Final answer:
The child of Darnell and Tinaka might have inherited the autosomal recessive disorder despite genetic precautions possibly due to an inaccurate genetic test or a new mutation, while incomplete penetrance and variable expressivity are unlikely explanations.
Step-by-step explanation:
When Darnell and Tinaka, who are both carriers of an autosomal recessive disorder, have a child using preimplantation genetic diagnosis, there is a 25% probability that their child will inherit the disease if it's a disorder like Tay-Sachs disease or cystic fibrosis.
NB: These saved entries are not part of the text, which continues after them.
PR #1739, opened 2022-12-15
Implement IndustryObject::load

duncanspumpkin:
depends on #1733

### DIFF
--- a/src/OpenLoco/src/Objects/IndustryObject.cpp
+++ b/src/OpenLoco/src/Objects/IndustryObject.cpp
@@ -176,48 +176,49 @@ namespace OpenLoco
         auto remainingData = data.subspan(sizeof(IndustryObject));
 
         {
-            auto strRes = ObjectManager::loadStringTable(remainingData, handle, 0);
-            name = strRes.str;
-            remainingData = remainingData.subspan(strRes.tableLength);
-            strRes = ObjectManager::loadStringTable(remainingData, handle, 1);
-            var_02 = strRes.str;
-            remainingData = remainingData.subspan(strRes.tableLength);
-            strRes = ObjectManager::loadStringTable(remainingData, handle, 2);
-            // Unused??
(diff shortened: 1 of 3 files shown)


src/OpenLoco/src/Objects/IndustryObject.cpp
```diff
@@ -171,26 +173,162 @@ namespace OpenLoco
...
+            remainingData = remainingData.subspan(strRes.tableLength);
+            strRes = ObjectManager::loadStringTable(remainingData, handle, 5);
+            nameDownProduction = strRes.str;
+            remainingData = remainingData.subspan(strRes.tableLength);
+            strRes = ObjectManager::loadStringTable(remainingData, handle, 6);
+            nameSingular = strRes.str;
+            remainingData = remainingData.subspan(strRes.tableLength);
+            strRes = ObjectManager::loadStringTable(remainingData, handle, 7);
+            namePlural = strRes.str;
+            remainingData = remainingData.subspan(strRes.tableLength);
```
AaronVanGeffen, line 202: Worth adding a lambda so these strings can be loaded and assigned in one line each?

src/OpenLoco/src/Objects/IndustryObject.cpp
```diff
@@ -171,26 +173,162 @@ namespace OpenLoco
...
+        }
+
+        buildingPartHeight = reinterpret_cast<const uint8_t*>(remainingData.data());
```
AaronVanGeffen, line 205: In this function, it's not obvious at first glance to see where what is loaded. I wonder how best to improve this with little effort.

Perhaps just add a few visual cues / comments before each major block? I suppose it would be even nicer to break things up into smaller (private) functions, but I'm not sure that would be worth doing.

AaronVanGeffen (approved):
Thanks for the latest set of improvements. Looks good to me.

PR #1740, opened 2022-12-17
Town Grow Functions

duncanspumpkin:
This still has my debug code in it but that can be deleted before merge. I can't think of a good name for these functions just yet but since that has been my excuse for not putting them up for review for 2 months might as well just leave the names as is. I verified these with the replays a bit but could probably be rechecked.

### DIFF
--- a/src/Core/include/OpenLoco/Core/Prng.h
+++ b/src/Core/include/OpenLoco/Core/Prng.h
@@ -13,8 +13,8 @@ namespace OpenLoco::Core
         uint32_t _srand_1{};
 
     public:
-        uint32_t srand_0() { return _srand_0; }
-        uint32_t srand_1() { return _srand_1; }
+        uint32_t srand_0() const { return _srand_0; }
+        uint32_t srand_1() const { return _srand_1; }
 
         Prng()
         {
--- a/src/OpenLoco/src/World/Town.cpp
+++ b/src/OpenLoco/src/World/Town.cpp
@@ -255,7 +255,7 @@ namespace OpenLoco
     }
 
     // 0x00497FFC
-    void Town::sub_497FFC()
+    std::optional<Sub497FFCResult> Town::sub_497FFC()
     {
         struct FindResult
         {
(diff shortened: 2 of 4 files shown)


src/OpenLoco/src/Town.cpp
```diff
@@ -204,4 +210,137 @@ namespace OpenLoco
         }
         return StringIds::town_size_hamlet;
     }
+
+    // 0x00463BD2
+    template<typename Func>
+    static void sub_463BD2(const World::Pos2& topLeftLoc, uint8_t searchSize, Func&& predicate)
```
AaronVanGeffen, line 216: I think we can name this to something like `predicateSearch`? Up to you if you want to leave it for #1742 to tackle.

src/OpenLoco/src/Town.cpp
```diff
@@ -204,4 +210,137 @@ namespace OpenLoco
...
+        }
+    }
+
+    // 0x00497FFC
+    std::optional<Sub497FFCResult> Town::sub_497FFC()
+    {
+        registers regs;
+        regs.esi = X86Pointer(this);
+        call(0x00497FFC, regs);
+        std::optional<Sub497FFCResult> origRes;
```
AaronVanGeffen, line 263: Shouldn't this be removed prior to merging?

src/OpenLoco/src/Town.h
```diff
@@ -29,6 +30,13 @@ namespace OpenLoco
         metropolis,
     };
 
+    struct Sub497FFCResult
+    {
+        World::Pos3 roadStart;
+        uint16_t tad;
```
AaronVanGeffen, line 36: tad?

AaronVanGeffen (changes requested):
This seems to have changed behaviour somewhat. I tested town growth using sandbox mode, picking the same town in Oil Oasis on both this PR and a master build for a baseline. The build for this PR seems to be building/upgrading more quickly. Notably more of the same building seems to be used, turning many buildings into skyscrapers after clicking the grow button a few times.

Can you reproduce this issue? Do replay tests pass, long-term?

src/OpenLoco/src/Town.h
duncanspumpkin: track and direction. I use tad in a few places.

duncanspumpkin:
> This seems to have changed behaviour somewhat. I tested town growth using sandbox mode, picking the same town in Oil Oasis on both this PR and a master build for a baseline. The build for this PR seems to be building/upgrading more quickly. Notably more of the same building seems to be used, turning many buildings into skyscrapers after clicking the grow button a few times.
> 
> Can you reproduce this issue? Do replay tests pass, long-term?

Hmm that shouldn't be possible the whole reason behind the asserts is that no behaviour has changed. I'll look into it again

src/OpenLoco/src/Town.cpp
duncanspumpkin: I was thinking maybe boxSearch or squareSearch.

src/OpenLoco/src/Town.h
AaronVanGeffen: Would it be possible to use a type for this to make it more intuitive?

duncanspumpkin: i do actually have a type for it but annoyingly there are like 4-5 variations of it. I can't decide the best approach.

src/OpenLoco/src/Town.cpp
AaronVanGeffen: Per the ASCII art, I'm thinking `squareSearch` takes the `topLeftLoc` as a corner of the search square. This is reasonably intuitive. Let's go with that then.

duncanspumpkin: So turns out my ascii art was wrong. Its still square but i made a mistake in the drawing.

AaronVanGeffen (approved):

PR #1741, opened 2022-12-19
Introduce enum flags

ZehMatt:
This is a proposal to use enum flags for actual flags. OPENLOCO_ENABLE_ENUM_FLAGS just implements all the operators. The main benefit is that its a strong type and can't be accidentally mixed with another flag, the other benefit is that the debugger will now correctly show all flags with a name.

I changed CompanyFlags to use this to have some example code, should probably rename challengeFlags to companyFlags or just flags for the Company struct.

### DIFF
--- a/src/Core/CMakeLists.txt
+++ b/src/Core/CMakeLists.txt
@@ -1,16 +1,17 @@
 set(public_files
     "${CMAKE_CURRENT_SOURCE_DIR}/include/OpenLoco/Core/BitSet.hpp"
+    "${CMAKE_CURRENT_SOURCE_DIR}/include/OpenLoco/Core/EnumFlags.hpp"
     "${CMAKE_CURRENT_SOURCE_DIR}/include/OpenLoco/Core/FileSystem.hpp"
     "${CMAKE_CURRENT_SOURCE_DIR}/include/OpenLoco/Core/LocoFixedVector.hpp"
     "${CMAKE_CURRENT_SOURCE_DIR}/include/OpenLoco/Core/Prng.h"
     "${CMAKE_CURRENT_SOURCE_DIR}/include/OpenLoco/Core/Span.hpp"
-    "${CMAKE_CURRENT_SOURCE_DIR}/include/OpenLoco/Core/EnumFlags.hpp"
 )
 
 set(private_files
     "${CMAKE_CURRENT_SOURCE_DIR}/src/Prng.cpp")
 
 set(test_files
+    "${CMAKE_CURRENT_SOURCE_DIR}/tests/EnumFlagsTests.cpp"
     "${CMAKE_CURRENT_SOURCE_DIR}/tests/PrngTests.cpp"
 )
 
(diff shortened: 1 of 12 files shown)


AaronVanGeffen (approved):
This looks very promising. I like the benefit of type safety, so if this can play nicely with all interop business, I'm certainly in favour.

src/Core/CMakeLists.txt
```diff
@@ -3,7 +3,9 @@ set(public_files
     "${CMAKE_CURRENT_SOURCE_DIR}/include/OpenLoco/Core/FileSystem.hpp"
     "${CMAKE_CURRENT_SOURCE_DIR}/include/OpenLoco/Core/LocoFixedVector.hpp"
     "${CMAKE_CURRENT_SOURCE_DIR}/include/OpenLoco/Core/Prng.h"
-    "${CMAKE_CURRENT_SOURCE_DIR}/include/OpenLoco/Core/Span.hpp")
+    "${CMAKE_CURRENT_SOURCE_DIR}/include/OpenLoco/Core/Span.hpp"
+    "${CMAKE_CURRENT_SOURCE_DIR}/include/OpenLoco/Core/EnumFlags.hpp"
```
AaronVanGeffen, line 7: Perhaps best to keep this list alphabetical.

src/Core/include/OpenLoco/Core/EnumFlags.hpp
```diff
@@ -0,0 +1,43 @@
+#pragma once
+
+#include <cassert>
+#include <cstdint>
+
+namespace OpenLoco::Core
+{
+
+#define OPENLOCO_ENABLE_ENUM_OPERATORS(ENM)                                                                                 \
+    static_assert(std::is_unsigned_v<std::underlying_type_t<ENM>> == true, "Underlying enum type must be unsignd");         \
```
duncanspumpkin, line 10: Do you have a suite of tests for this? Would be nice just as an example of how to use.

ZehMatt: I've included some tests now

duncanspumpkin, line 10: Do you think an additional assert that checks that `ENM::none` exists would be good? Then we have a little bit of consistency.

ZehMatt: Its possible to do, but prior to C++20 not really an easy way without adding a bunch of template code. I can just add a static_assert but in case that member doesn't exist it won't be the static_assert message rather a compiler error.

duncanspumpkin: Compiler error will be fine. I think I've merged something that uses these flags so will need a rebase.

ZehMatt: Added static_assert

duncanspumpkin (approved):

PR #1744, opened 2022-12-27
Implement saveNewScore

duncanspumpkin:
Not tested


AaronVanGeffen:
I was thinking we could add a 'win scenario' cheat to easily test this feature. This could be done on master already. If you like, I could work on that tomorrow.

AaronVanGeffen (approved):
Tested using #1745.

However, it seems that their child unfortunately has the disorder despite the measure taken. A possible scientific explanation for this outcome could be a) The genetic test was inaccurate, meaning that the preimplantation genetic diagnosis failed to detect the presence of the defective genes accurately. Another explanation b) Incomplete penetrance, is not a likely scenario in this case as it refers to individuals who carry the disease allele but do not express the disorder, which doesn't apply to lethal recessive disorders that are typically fully penetrant if the child inherits two copies of the allele.
Likewise, c) Variable expressivity is also unlikely as it refers to the range of signs and symptoms that can occur in different people with the same genetic condition and would not cause a child without the genetic condition to suddenly develop it. Hence, another explanation d) There was a new mutation in the embryo is also possible, but it would be rare for a new mutation to mimic an existing genetic condition precisely.